Among the entries below, tally each line in which the word "messages" is found, then state the tally alone.

(Records supplied Opens)

PR #1679, opened 2025-07-11
[ADD] mail_thread_attachment_deduplicate

len-foss:
When this module is installed, when processing attachments in a mail thread,
it will check for duplicates and remove them.

This is typically the case when a customer has inline images in their emails,
like social media links, company logos, etc.
If a customer has 10 images in one email, 10 attachments will be created for each message that is received.
After 5 exchanges, that will be 50 attachments, and potentially relevant ones might be lost in the noise.

Unfortunately, it is not possible to know which attachments are actually relevant, so this module
simply checks for exact duplicates (by checksum) and removes them.
As a result, after install of this module, the attachments will stay at 10, and only new content will be added.


CasVissers-360ERP:
@len-foss Tried to a do a functional test but failed: 
https://app.screencastify.com/watch/61JhfOXz7PmqVGzGTto1

len-foss:
@CasVissers-360ERP  I see.
To be clear, this does not introduce any general mechanism to "share attachments" in some form.
The reason being that it would be a real can of worm, introducing questions about what happens if the "master file" gets modified or deleted, access rights, etc.

As such the first version was only filtering incoming messages.

For outgoing message I've added a second override that fixes the flow that you've shown, as it seems to be similarly limited in potential impact.

hbrunn:
I wonder if you'd be better off to not change the storing part (as of above this might interfere with all kinds of things), but the display part? Why not override [mail.thread#_get_mail_thread_data_attachments](https://github.com/OCA/OCB/blob/16.0/addons/mail/models/mail_thread.py#L3430) and do the deduplication there?

You could even consider marking duplicates and moving them in an extra tab or similar on the client side

len-foss:
@hbrunn 
That makes sense if you really want to avoid any risk of bugs. However, these files can quickly add a few megabytes per ticket, which can contribute a significant size in the long term.

It seems to me that it should not interfere with any essential mechanism? If you see any I would indeed change the code to limit its potential impact.
I'll update if after a while in production there is any issue, but so far it's been running well.

hbrunn:
note that attachments in Odoo's standard file store occupy space only once per checksum, so space isn't really an issue here.

I'd expect embedded images to not be shown in the mail body of subsequent messages with your code, as Odoo replaces the cid: source with a link to the corresponding attachment, which you remove. Is that true? For annoying logos this might be a feature, but for the general case I don't think that's desirable, think spacer images or the like that actually contribute to readability

CasVissers-360ERP (approved):
Functional review

len-foss:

(Records supplied Closes)

▶ **Output of the task**
2